▶ PROVIDED RECORDS:
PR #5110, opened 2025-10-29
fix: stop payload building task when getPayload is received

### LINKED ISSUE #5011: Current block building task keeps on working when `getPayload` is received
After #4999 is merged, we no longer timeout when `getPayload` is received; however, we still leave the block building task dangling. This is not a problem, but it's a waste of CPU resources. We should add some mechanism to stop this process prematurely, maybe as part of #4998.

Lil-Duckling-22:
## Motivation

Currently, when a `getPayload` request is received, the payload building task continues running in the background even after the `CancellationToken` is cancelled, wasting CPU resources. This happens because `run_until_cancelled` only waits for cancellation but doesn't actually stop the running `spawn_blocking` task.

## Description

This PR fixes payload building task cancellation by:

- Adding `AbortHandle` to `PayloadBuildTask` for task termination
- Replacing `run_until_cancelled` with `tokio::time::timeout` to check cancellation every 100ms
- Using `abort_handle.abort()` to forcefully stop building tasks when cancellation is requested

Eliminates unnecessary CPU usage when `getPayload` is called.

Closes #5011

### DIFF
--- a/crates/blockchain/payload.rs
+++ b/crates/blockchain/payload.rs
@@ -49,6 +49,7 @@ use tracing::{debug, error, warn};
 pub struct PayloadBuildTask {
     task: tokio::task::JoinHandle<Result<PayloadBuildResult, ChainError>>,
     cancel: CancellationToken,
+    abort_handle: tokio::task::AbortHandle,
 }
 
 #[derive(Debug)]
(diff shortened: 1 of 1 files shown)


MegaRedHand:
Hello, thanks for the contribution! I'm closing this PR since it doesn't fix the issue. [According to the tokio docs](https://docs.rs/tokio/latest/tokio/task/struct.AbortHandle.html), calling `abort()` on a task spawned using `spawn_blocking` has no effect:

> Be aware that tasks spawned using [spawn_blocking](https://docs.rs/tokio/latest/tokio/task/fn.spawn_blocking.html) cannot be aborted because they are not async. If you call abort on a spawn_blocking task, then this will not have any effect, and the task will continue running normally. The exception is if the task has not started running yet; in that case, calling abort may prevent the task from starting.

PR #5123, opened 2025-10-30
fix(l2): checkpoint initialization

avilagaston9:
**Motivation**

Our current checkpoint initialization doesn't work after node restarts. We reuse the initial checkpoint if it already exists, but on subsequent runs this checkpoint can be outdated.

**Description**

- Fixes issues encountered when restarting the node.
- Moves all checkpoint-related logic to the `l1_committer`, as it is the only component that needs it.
...
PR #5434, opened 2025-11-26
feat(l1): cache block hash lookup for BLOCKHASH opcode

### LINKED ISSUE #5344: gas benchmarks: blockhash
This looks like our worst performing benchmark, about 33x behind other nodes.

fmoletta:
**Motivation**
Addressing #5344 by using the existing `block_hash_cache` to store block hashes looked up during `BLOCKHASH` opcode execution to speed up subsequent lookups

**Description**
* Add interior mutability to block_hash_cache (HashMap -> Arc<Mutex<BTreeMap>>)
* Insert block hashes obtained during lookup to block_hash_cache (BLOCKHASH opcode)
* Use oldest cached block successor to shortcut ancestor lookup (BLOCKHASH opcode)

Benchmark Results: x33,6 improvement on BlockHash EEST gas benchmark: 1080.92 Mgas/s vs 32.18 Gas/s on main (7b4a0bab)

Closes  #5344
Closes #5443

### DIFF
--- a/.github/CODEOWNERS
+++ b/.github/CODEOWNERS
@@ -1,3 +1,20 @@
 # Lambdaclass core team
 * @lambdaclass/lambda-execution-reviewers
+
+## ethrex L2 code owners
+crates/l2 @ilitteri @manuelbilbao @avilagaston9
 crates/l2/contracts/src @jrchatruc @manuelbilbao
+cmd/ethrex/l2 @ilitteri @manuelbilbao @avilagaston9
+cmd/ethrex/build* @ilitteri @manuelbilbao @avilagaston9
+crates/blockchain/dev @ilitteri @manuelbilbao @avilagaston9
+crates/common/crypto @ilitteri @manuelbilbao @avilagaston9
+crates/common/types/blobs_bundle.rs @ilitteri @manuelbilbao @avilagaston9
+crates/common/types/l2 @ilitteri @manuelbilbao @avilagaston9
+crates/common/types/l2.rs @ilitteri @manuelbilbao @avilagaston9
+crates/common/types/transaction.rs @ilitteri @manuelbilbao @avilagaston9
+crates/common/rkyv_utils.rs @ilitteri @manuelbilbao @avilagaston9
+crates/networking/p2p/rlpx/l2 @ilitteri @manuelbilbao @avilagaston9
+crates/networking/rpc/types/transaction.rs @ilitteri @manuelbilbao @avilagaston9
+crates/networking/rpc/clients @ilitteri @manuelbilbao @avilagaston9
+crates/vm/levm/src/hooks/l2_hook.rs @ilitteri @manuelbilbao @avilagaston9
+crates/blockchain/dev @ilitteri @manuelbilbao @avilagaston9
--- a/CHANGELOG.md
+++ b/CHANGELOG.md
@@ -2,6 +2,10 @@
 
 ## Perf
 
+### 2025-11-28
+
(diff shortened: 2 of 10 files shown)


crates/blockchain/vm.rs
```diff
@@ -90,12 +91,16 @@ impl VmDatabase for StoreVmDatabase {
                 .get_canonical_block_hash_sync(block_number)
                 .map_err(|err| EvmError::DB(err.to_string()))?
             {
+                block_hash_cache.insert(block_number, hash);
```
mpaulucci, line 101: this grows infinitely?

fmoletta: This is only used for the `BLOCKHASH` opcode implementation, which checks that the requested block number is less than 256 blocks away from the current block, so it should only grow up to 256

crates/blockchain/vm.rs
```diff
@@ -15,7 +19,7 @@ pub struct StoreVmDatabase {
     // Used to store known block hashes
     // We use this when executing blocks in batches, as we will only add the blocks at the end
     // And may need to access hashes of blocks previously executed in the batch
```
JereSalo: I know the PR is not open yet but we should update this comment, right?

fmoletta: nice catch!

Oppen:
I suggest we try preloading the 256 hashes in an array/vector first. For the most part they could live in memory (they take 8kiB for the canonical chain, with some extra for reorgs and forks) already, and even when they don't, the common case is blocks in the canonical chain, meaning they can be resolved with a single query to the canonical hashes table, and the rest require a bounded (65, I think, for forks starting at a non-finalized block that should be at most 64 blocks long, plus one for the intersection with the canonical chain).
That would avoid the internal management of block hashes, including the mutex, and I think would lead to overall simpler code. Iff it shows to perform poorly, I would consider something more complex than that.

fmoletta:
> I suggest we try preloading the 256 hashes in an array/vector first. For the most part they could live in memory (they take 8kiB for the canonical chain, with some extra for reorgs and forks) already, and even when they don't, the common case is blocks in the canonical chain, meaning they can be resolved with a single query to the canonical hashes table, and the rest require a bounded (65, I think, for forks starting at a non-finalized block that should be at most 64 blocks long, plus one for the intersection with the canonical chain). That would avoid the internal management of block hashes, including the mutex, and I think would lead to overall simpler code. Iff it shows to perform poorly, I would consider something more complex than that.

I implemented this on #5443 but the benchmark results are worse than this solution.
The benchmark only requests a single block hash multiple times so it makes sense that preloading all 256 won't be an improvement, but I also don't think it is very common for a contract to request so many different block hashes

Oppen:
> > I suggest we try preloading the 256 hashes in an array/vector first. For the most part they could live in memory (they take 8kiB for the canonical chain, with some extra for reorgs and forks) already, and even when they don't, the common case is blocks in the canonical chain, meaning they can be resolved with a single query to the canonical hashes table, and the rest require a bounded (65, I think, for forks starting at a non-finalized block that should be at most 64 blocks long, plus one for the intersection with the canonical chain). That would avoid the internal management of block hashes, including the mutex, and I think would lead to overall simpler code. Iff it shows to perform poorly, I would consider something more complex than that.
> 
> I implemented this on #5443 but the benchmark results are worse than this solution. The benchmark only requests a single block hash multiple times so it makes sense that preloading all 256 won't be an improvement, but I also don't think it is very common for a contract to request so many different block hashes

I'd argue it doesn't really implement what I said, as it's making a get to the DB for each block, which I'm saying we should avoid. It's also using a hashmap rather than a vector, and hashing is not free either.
---
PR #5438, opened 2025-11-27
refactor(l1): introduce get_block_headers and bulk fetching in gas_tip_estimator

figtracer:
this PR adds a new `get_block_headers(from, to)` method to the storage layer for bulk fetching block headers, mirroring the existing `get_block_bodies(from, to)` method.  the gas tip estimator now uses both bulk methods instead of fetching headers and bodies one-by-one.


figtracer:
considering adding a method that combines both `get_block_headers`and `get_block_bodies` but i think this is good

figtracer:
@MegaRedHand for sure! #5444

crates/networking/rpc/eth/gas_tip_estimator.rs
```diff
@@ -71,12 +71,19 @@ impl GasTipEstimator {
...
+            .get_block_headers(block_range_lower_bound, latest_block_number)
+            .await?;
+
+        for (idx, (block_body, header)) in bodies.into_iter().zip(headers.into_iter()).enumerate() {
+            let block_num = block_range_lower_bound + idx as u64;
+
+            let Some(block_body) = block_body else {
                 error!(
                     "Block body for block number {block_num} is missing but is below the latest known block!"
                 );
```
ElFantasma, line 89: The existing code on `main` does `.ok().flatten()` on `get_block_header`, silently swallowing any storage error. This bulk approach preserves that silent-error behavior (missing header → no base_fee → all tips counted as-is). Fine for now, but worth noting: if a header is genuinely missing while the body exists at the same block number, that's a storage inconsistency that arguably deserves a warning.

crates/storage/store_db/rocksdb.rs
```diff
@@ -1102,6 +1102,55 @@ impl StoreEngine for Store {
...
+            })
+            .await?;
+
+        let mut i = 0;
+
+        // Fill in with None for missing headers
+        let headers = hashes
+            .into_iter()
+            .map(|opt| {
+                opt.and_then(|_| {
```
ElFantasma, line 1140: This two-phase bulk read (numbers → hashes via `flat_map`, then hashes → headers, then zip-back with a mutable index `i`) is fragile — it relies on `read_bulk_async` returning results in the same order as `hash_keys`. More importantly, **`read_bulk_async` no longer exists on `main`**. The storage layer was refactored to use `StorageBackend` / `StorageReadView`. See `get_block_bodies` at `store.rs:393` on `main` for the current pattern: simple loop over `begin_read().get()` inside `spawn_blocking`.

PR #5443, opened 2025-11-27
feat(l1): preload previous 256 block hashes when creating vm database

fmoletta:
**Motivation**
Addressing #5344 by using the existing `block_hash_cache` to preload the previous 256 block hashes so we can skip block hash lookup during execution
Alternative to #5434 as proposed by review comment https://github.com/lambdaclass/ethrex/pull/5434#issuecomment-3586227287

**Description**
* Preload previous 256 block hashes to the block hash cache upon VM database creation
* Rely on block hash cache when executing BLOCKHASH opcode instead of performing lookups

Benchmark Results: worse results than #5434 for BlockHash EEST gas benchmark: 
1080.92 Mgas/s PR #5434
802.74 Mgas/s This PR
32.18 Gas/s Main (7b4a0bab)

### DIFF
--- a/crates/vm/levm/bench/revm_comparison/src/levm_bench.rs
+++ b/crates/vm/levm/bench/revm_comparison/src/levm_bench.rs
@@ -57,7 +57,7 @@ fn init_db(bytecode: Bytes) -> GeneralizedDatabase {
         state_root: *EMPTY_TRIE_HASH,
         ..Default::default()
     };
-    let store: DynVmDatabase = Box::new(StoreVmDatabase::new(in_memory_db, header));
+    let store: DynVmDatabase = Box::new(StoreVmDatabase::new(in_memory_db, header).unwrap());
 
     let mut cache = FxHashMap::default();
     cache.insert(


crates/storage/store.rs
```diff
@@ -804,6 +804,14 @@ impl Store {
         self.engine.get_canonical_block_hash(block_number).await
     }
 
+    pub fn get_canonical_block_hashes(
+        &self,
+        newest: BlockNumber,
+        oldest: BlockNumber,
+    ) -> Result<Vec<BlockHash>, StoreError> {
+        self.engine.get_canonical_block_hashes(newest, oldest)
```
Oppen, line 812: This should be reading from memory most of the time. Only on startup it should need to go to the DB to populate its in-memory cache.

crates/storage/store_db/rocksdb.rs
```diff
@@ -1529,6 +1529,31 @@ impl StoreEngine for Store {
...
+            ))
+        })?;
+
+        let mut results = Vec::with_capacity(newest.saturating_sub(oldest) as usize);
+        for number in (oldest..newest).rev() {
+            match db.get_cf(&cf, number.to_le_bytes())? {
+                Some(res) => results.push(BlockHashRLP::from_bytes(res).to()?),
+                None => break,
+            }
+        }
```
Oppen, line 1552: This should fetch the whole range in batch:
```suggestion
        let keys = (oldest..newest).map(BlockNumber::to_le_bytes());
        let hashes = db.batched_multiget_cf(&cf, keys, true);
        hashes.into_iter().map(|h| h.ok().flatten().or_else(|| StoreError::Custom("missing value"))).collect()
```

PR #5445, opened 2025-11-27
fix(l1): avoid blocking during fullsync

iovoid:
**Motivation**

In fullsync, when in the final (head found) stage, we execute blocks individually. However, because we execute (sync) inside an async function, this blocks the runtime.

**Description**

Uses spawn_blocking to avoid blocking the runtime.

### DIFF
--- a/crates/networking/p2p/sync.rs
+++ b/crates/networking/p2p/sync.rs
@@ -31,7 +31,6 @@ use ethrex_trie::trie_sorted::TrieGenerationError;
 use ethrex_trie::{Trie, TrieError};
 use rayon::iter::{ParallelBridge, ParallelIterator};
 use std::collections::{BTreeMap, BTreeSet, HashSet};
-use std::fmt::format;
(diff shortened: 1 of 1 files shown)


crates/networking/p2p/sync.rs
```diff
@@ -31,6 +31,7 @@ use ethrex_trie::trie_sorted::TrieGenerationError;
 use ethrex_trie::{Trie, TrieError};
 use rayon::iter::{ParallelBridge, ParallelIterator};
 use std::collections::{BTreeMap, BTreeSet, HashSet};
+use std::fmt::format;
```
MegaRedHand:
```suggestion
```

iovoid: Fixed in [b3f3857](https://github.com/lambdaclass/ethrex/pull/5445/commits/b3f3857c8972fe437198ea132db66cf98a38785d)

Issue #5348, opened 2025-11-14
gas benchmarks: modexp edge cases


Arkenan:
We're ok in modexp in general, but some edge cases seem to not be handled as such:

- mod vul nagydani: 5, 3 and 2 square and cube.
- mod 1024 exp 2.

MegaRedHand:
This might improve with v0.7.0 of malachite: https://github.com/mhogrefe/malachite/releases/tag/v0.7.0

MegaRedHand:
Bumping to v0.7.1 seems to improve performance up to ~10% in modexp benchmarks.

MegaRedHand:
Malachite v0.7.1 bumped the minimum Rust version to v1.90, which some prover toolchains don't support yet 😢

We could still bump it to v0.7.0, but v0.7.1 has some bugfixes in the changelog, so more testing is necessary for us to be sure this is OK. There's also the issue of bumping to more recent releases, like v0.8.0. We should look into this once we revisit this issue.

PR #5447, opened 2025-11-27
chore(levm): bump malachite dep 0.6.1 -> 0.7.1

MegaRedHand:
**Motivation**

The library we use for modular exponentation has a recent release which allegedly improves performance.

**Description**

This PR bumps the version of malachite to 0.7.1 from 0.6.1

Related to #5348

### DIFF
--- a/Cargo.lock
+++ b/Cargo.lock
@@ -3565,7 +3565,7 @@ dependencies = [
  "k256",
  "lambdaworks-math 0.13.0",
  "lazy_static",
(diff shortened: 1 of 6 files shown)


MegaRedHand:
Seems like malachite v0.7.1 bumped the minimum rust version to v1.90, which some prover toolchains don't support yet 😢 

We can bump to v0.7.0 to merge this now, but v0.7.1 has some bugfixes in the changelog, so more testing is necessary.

▶ PROMPT: For each line in the data that contains the string "flatten", give a copy of that line.

▶ SOLUTION TO THE PROBLEM:
ElFantasma, line 89: The existing code on `main` does `.ok().flatten()` on `get_block_header`, silently swallowing any storage error. This bulk approach preserves that silent-error behavior (missing header → no base_fee → all tips counted as-is). Fine for now, but worth noting: if a header is genuinely missing while the body exists at the same block number, that's a storage inconsistency that arguably deserves a warning.
        hashes.into_iter().map(|h| h.ok().flatten().or_else(|| StoreError::Custom("missing value"))).collect()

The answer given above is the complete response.